Palm Sunday
Knowing our need to see and to touch, the Church offers our senses a veritable feast during Holy Week. And who doesn’t love a free door gift, right? Catholics are no different. Today, we get to collect and hold our palms at the start of this Mass as we welcome the King of Kings. The palms, explains the liturgist Fr Pius Parsch, are “symbols of our loyalty to Him and of our willingness to do Him homage.” Thursday, we will witness the priest wash the feet of members of the congregation. Friday is when we march to the front to express our reverence and devotion to the wood of the cross, on which hung the salvation of the world. And on Saturday, we will hold candles as we welcome the Light of the World into our midst, into our world darkened by sin and death, now vanquished by our Risen Lord.
For many, these precious sacramentals were painfully denied to us and we had to be contented with the virtual experience of following these liturgical celebrations online. We could see but not touch. We could hear but not feel. These past few years had not just disrupted our routines but they had also been an assault to our sense of humanity. Seeing, hearing, touching, smelling and feeling is part of what makes us human.
But this year, we are back with a vengeance. We have been beaten, bruised, starved, masked, vaccinated, sanitised and deprived, but not defeated. Like the palms we hold, symbols of a martyr’s victory over death, we have survived. Like a Phoenix which rises anew from the ashes of its destruction, we Catholics have been reborn. Our victory is in Christ who faced death without flinching and even embraced it in a wrestle to the end and emerged victorious.
Today, at the start of Holy Week, the liturgy already provides us with a teaser of the ending. Yes, we have heard how our Lord would suffer in the long passion reading according to St Matthew, but we are also given a glimpse of how His passion is also a triumphant procession to victory: “Hosanna to the Son of David! Blessed is he who comes in the name of the Lord! Hosanna in the highest!” Hosanna is the cry of the people to God to “save us” and our Lord Jesus Christ is the answer to their pleas because His name, Jesus, means God saves!
The procession we witnessed at the start of today’s liturgy commemorates the procession our Lord undertook when He entered Jerusalem to fulfil His mission. It was one of the few times in His life that our Lord accepted public honours. He only did so on His own terms, upsetting all our expectations of what we think a king should be. The palms which the citizens of Jerusalem held have also taken on a new meaning because of Christ. They are now symbols of martyrdom, a Christian’s true glory and honour. Our Lord received gold, the symbol of kingly power, only as a helpless infant. Now, as a man who has manifested unimaginable power, He chooses the meekness prophesied by Zechariah, repeated in today’s Mass: “Tell the daughter of Sion, Behold, your king is coming to you, humble, and mounted on an ass, and on a colt, the foal of an ass” (Matthew 21:5) “He is the king of peace,” writes the late Pope Benedict XVI, “and by God’s power, not His own.”

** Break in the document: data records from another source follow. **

PR #9876, opened 2023-07-05
Aded AppImage build script

yorikvanhavre:
An all-in-one script meant to produce an AppImage using conda. Roughly the same as https://github.com/FreeCAD/FreeCAD-Bundle/blob/master/conda/linux/create_bundle.sh but it has been reworked to be portable, and I think it's good to have one in the FreeCAD source itself.

Later on we could try to make it build FreeCAD from the sources inside the conda environment...

---

### DIFF
--- a/tools/build/AppImage/.gitignore
+++ b/tools/build/AppImage/.gitignore
@@ -1,0 +1,4 @@
+AppDir
+*.txt
+*.AppImage
+qt.conf
--- a/tools/build/AppImage/build-with-conda.sh
+++ b/tools/build/AppImage/build-with-conda.sh
@@ -1,0 +1,207 @@
+#!/bin/sh
+
+# ***************************************************************************
+# *   Copyright (c) 2023 Yorik van Havre <yorik@uncreated.net>              *
+# *                      and FreeCAD maintainers (looooo, adrianinsaval )   *
+# *                                                                         *
+# *   This program is free software; you can redistribute it and/or modify  *
+# *   it under the terms of the GNU Lesser General Public License (LGPL)    *
+# *   as published by the Free Software Foundation; either version 2 of     *
+# *   the License, or (at your option) any later version.                   *
+# *   for detail see the LICENCE text file.                                 *
+# *                                                                         *
+# *   This program is distributed in the hope that it will be useful,       *
+# *   but WITHOUT ANY WARRANTY; without even the implied warranty of        *
+# *   MERCHANTABILITY or FITNESS FOR A PARTICULAR PURPOSE.  See the         *
+# *   GNU Library General Public License for more details.                  *
+# *                                                                         *
+# *   You should have received a copy of the GNU Library General Public     *
+# *   License along with this program; if not, write to the Free Software   *
+# *   Foundation, Inc., 59 Temple Place, Suite 330, Boston, MA  02111-1307  *
+# *   USA                                                                   *
+# *                                                                         *
+# ***************************************************************************
+
+# adapted from https://github.com/FreeCAD/FreeCAD-Bundle/blob/master/conda/linux/create_bundle.sh
+
+# This script produces a FreeCAD AppImage locally using conda repositories. It is a all-in-one
+# script that can be run from anywhere and does not rely on the FreeCAD source code. It fetches
+# everything form conda repositories. Therefore, you need to make sure they contain the FreeCAD
+# package you want to build. An easy way to check is by searching for available FreeCAD packages:
+#
+#     conda search "freecad=0.21.0" -c adrianinsaval/label/dev -c freecad -c conda-forge
+#
+
+
+# To use this scriipt, you will need:
+#
+#     1) Mambaforge from https://github.com/conda-forge/miniforge#mambaforge
+#     if you choose to not install the conda environment when installing Mambaforge, 
+#     you will need to do it before running this script, by running the following
+#     in your terminal. This will make the "conda" and "mamba" commands available:
+#     eval "$(/home/yorik/Mambaforge/bin/conda shell.zsh hook)"
+#     (replace the Mambaforge path by yours and zsh by your shell name)
+#
+#     2) appimagetool from https://appimage.github.io/appimagetool/
+#     place it in your exec path so it can be found by this script
+#
+#     3) a gpg key to sign the package
+#
+#     4) verify or change the config values here below
+#
+#     5) If you are on Fedora, there are lines to uncomment below in the script
+#
+# When done, just run this script and you should get an appimage with the
+# corresponding sha hash in the current folder.
+#
+# To cleanup after build: Just delete the "AppDir" folder (not done automatically since
+# next builds can reuse the downloaded packages).
+
+# config
+
+# make sure you have a gpg key for this email
+gpg_key="yorik@freecad.org"
+# the FreeCAD version we're looking for
+target_version="0.21.0"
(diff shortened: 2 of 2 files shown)


tools/build/AppImage/build-with-conda.sh
```diff
@@ -24,10 +24,12 @@
 
 # adapted from https://github.com/FreeCAD/FreeCAD-Bundle/blob/master/conda/linux/create_bundle.sh
 
-# This script produces a FreeCAD AppImage locally using conda repositories. It is a all-in-one
-# script that can be run from anywhere and does not rely on the FreeCAD source code. It fetches
-# everything form conda repositories. Therefore, you need to make sure they contain the FreeCAD
-# package you want to build. An easy way to check is by searching for available FreeCAD packages:
+# This script produces a FreeCAD AppImage locally using conda repositories. It
+# is a all-in-one script that fetches FreeCAD and all dependencies from conda
```
luzpaz, line 28: is **an** all-in-one...

tools/build/AppImage/build-with-conda.sh
```diff
@@ -24,10 +24,12 @@
...
+# repo (it also extracts a couple of XDG files from the FreeCAD source). Everything
+# comes form conda repositories, therefore, you need to make sure they contain the
```
luzpaz, line 30: comes **from** conda...

adrianinsaval:
I don't think putting this kind of scripts on the main repo is a good idea, they tend to rot (see the docker stuff). Instead it would be a better idea to document the usage and tell people to go directly to the script in the bundle repo where it's much more likely to be kept up to date since it's used all the time and we are sure to hear about it if it starts having problems.

yorikvanhavre:
@luzpaz fixed, thanks!

@adrianinsaval I agree these things rot quickly, but I also think it's important to have all the build tools, or at least a minimal version of them, in the main repo. Maybe indeed the bulk needs to be kept elsewhere and only instructions be part of the main repo, not sure... The idea basically is to lower the entry barrier and allow more people to help working on the releases. Even if some stuff needs to be upgraded from time to time

Pesc0:
How would this work? you launch the script and it builds? 

@adrianinsaval how does this relate to the VSCode PR?

tools/build/AppImage/.gitignore
```diff
@@ -0,0 +1,4 @@
+AppDir
+*.txt
+*.AppImage
```
adrianinsaval, line 3: *.AppImage-SHA256.txt
```suggestion
*.AppImage-SHA256.txt
```

adrianinsaval:
> How would this work? you launch the script and it builds?
> 
> @adrianinsaval how does this relate to the VSCode PR?

No this creates an environment and then installs the freecad precompiled conda package on it and then makes an AppImage out of this environment. But you bring up a good idea, we could integrate this into the vscode PR and have a "Create AppImage" task.

I think it would be best to split this script into 2:

1. that creates a conda environment like @oursland described here: https://github.com/oursland/FreeCAD-Build-Notes [can be added as a "Create conda env" task in vscode). This script could have an optional argument to also install the precompiled freecad package if the intention is to make an appimage out of this
2. that creates an appimage (or potentially a dmg for mac) out of that environment

we then document that the steps to make an appimage is create an environment using `1` passing the corresponding flag if we want to install the precompiled package, then optionally build freecad in that environment and install it on the environment and lastly create an appimage out of this environment with `2`

tools/build/AppImage/build-with-conda.sh
```diff
@@ -0,0 +1,209 @@
...
+# When done, just run this script and you should get an appimage with the
+# corresponding sha hash in the current folder.
+#
+# To cleanup after build: Just delete the "AppDir" folder (not done automatically since
+# next builds can reuse the downloaded packages).
+
+# config
+
+# make sure you have a gpg key for this email
+gpg_key="yorik@freecad.org"
```
adrianinsaval, line 65: gpg signing should be optional and the key shouldn't be hardcoded, we could have this as an argument for the script or an env variable

tools/build/AppImage/build-with-conda.sh
```diff
@@ -0,0 +1,209 @@
...
+# the FreeCAD version we're looking for
+target_version="0.21.0"
+# make sure target_python matches the one FreeCAD is built with! Check with
+# conda search "freecad=0.21.0" -c adrianinsaval/label/dev -c freecad -c conda-forge
+target_python="3.10"
```
adrianinsaval, line 70: this could be made into optional arguments (that default to these values) so the user doesn't actually need to edit the script to use it.

tools/build/AppImage/build-with-conda.sh
```diff
@@ -0,0 +1,209 @@
...
+package_name="FreeCAD_${target_version}-${target_date}-conda-Linux-${arch}-py$(echo ${target_python} | sed 's/\.//g')"
+conda_env="AppDir/usr"
+
+# dependencies
+echo "\nCreating the environment"
+packages="freecad=${target_version} occt vtk python=${target_python} \
+blas=*=openblas numpy matplotlib-base scipy sympy pandas \
+six pyyaml pycollada lxml xlutils olefile requests blinker \
+opencv qt.py nine docutils calculix opencamlib ifcopenshell \
+appimage-updater-bridge"
```
adrianinsaval, line 127: I recommend that you update to the latest script in the FreeCAD-Bundle repo as it has been adapted to work on aarch64 architecture too, it skips some packages that aren't available on that platform yet.

tools/build/AppImage/build-with-conda.sh
adrianinsaval: the conda channel to be used could be a good thing to put as an argument for the script, this way people could create their own conda channel and generate appimages for their forks (e.g. realthunder, althought he seems to already have a good system in place)

oursland:
A general philosophical argument is to keep source, build scripts, and documentation in the same repository so that they may be in sync at all times.  When checking out a version of source, there's no inconsistency with that version and the necessary version in the build and documentation repos.  Consequently, a means of building the packages within the repository would be a benefit.

Duplicating external code, however increases developer overhead and the likelihood of a synchronization error.

I believe a reasonable approach to make cross-platform package building from within the source tree would be to:

1. bring over the `FreeCAD-Bundle` repository into the main repository
2. use CMake's [CPack External Generator](https://cmake.org/cmake/help/latest/cpack_gen/external.html#variable:CPACK_EXTERNAL_PACKAGE_SCRIPT) to call the platform-specific package generation script.

yorikvanhavre:
There are of course many, many ways to improve this. I expect @adrianinsaval's bundle work to remain the main framework used to build different FreeCAD release packages. This one, as you can see it was intentionally "reduced" into a single file, is much more aimed at being didactical than powerful. I think we should keep it as minimal as possible. It's more meant as a recipe than to be actually used.

If we ask users to go through another repo, with several separated scripts, the result is that very few people will take the time to do it. I myself needed several weeks to finally go dig into it 😅. As a consequence, very few know how to build an appimage, and the release process always falls on a couple of shoulders only.

This here is more an attempt to have the process documented and easy to try & learn. I don't think we should complexify it too much or we'll loose the main advantage.

I actually thought of making it a md file instead, but a script that you can actually run is way more interesting,

Maybe it needs more commenting, more than everything else?

yorikvanhavre:
I think we should also actually remove the .gitignore. Bad idea :)

PR #9878, opened 2023-07-06
Use python3 as the interpreter instead of python (ie v2) more places.

petterreinholdtsen:
This fixes lintian warning "unusual-interpreter".

Part of the Debian edition of FreeCAD since 2023.

- [X]  Your Pull Request meets the requirements outlined in section 5 of [CONTRIBUTING.md](https://github.com/FreeCAD/FreeCAD/blob/master/CONTRIBUTING.md) for a Valid PR.

### DIFF
--- a/src/Mod/Mesh/App/MeshTestsApp.py
+++ b/src/Mod/Mesh/App/MeshTestsApp.py
@@ -1,4 +1,4 @@
-#!/usr/bin/env python
+#!/usr/bin/env python3
 # -*- coding: utf-8 -*-
 
 #  Copyright (c) 2007 Jürgen Riegel <juergen.riegel@web.de>
--- a/src/Mod/Robot/KukaExporter.py
+++ b/src/Mod/Robot/KukaExporter.py
@@ -1,4 +1,4 @@
-#!/usr/bin/env python
+#!/usr/bin/env python3
 # -*- coding: utf-8 -*-
 
 # Kuka export lib (c) Jürgen Riegel 2009 LGPL 2.1 or higher
--- a/src/Mod/Robot/MovieTool.py
+++ b/src/Mod/Robot/MovieTool.py
@@ -1,4 +1,4 @@
-#!/usr/bin/python
+#!/usr/bin/python3
 import os,sys,string
 import FreeCAD,FreeCADGui,Robot,RobotGui
 


benj5378:
Is it even relevant having these lines, maybe they should be completely deleted? I think they are only relevant if the Python scripts are run through the Bash terminal.

petterreinholdtsen:
[Benjamin Bræstrup Sayoc]
> Is it even relevant having these lines, maybe they should be
> completely deleted? I think they are only relevant if the Python
> scripts are run through the Bash terminal.

I have no idea, but assumed they were there for a reason and should be
correct.  I assume you as the upstream know best there.

-- 
Happy hacking
Petter Reinholdtsen

chennes:
I think we can leave the lines in -- sometimes they provide value to people trying to test things without actually running FreeCAD, for example.

benj5378:
@petterreinholdtsen pretty sure they can be completely deleted: https://realpython.com/python-shebang/#:~:text=Therefore%2C%20use%20the%20shebang%20when,script%20with%20python%20or%20python3%20.&text=The%20highlighted%20line%20used%20to,as%20Python%20defaulted%20to%20ASCII

Sounds like it for running scripts in bash without writing the executer in front (so '# script.py' instead of '# python3 script.py'. And that isn't relevant here IMO.

benj5378:
> I think we can leave the lines in -- sometimes they provide value to people trying to test things without actually running FreeCAD, for example.

?? Which value? Lines basically tell it's a Python script, pretty obvious in my opinion.

petterreinholdtsen:
[Benjamin Bræstrup Sayoc]
> ?? Which value? Lines basically tell it's a Python script, pretty
> obvious in my opinion.

Given that the execute bit is missing, I suspect this value is
miniscule.

But it might help editors to correctly guess the program language, if
they are unable to figure it out from the .py ending.  Not sure if it is
the case for any relevant editor in use.

I do not care much if they are removed or kept, but if they are kept, I
would love for the to accurately point to python 3. :)
-- 
Happy hacking
Petter Reinholdtsen

benj5378:
@petterreinholdtsen would you like to do any of these? https://forum.freecad.org/viewtopic.php?t=79067

petterreinholdtsen:
[Benjamin Bræstrup Sayoc]
> @petterreinholdtsen would you like to do any of these?
> https://forum.freecad.org/viewtopic.php?t=79067

Nah, I just got involved with these patches because I updated the Debian
package and got annoyed with patches in the package not being already
sent upstream.  In FreeCAD I am more interested in the Path workbench to
be able to generate G-code for LinuxCNC than the modelling GUI.  I hang
out on the #freecad IRC channel, if someone want to chat.

-- 
Happy hacking
Petter Reinholdtsen

benj5378:
@petterreinholdtsen Can recommend using Discord instead as I will then be allowed to tag you.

In just a few days, the lauds will turn to sneers: “We have no king but Caesar!” A distressed Pilate puts the question to Jesus, “Are you the king of the Jews?” “My kingdom is not of this world,” He replies. He is Lord not just of a particular people, nor even of “this world.” He transcends all that this world has to offer. He is Truth itself, the very foundation upon which the world rests. “For this I was born, and for this I have come into the world, to bear witness to the truth. Everyone who is of the truth hears my voice.” (John 18:37)
Those who reject the truth send Him to the Cross, the most ironic of thrones for the king to mount. Near the end of today’s passion reading, we hear the chief priests and scribes mock and ridicule Him: “He saved others; he cannot save himself. He is the king of Israel; let him come down from the cross now, and we will believe in him. He puts his trust in God; now let God rescue him if he wants him. For he did say, ‘I am the son of God.’” Even in mockery, unwittingly they state a truth which underlies this entire story - Jesus is no mere king of the Jews, feted by people and hailed to be their political liberator. He is so much more. He is “the son of God.” Today, we cry with the people of Jerusalem as we do at every Mass, “Blessed is he who comes in the name of the Lord! Hosanna in the highest!” He who has come to save us, has come to die for us and in dying for us, He has come to feed us with His Body and Blood in the Eucharist! Divine Food that is real, not just virtual. So we sing, “Hosanna in the highest.”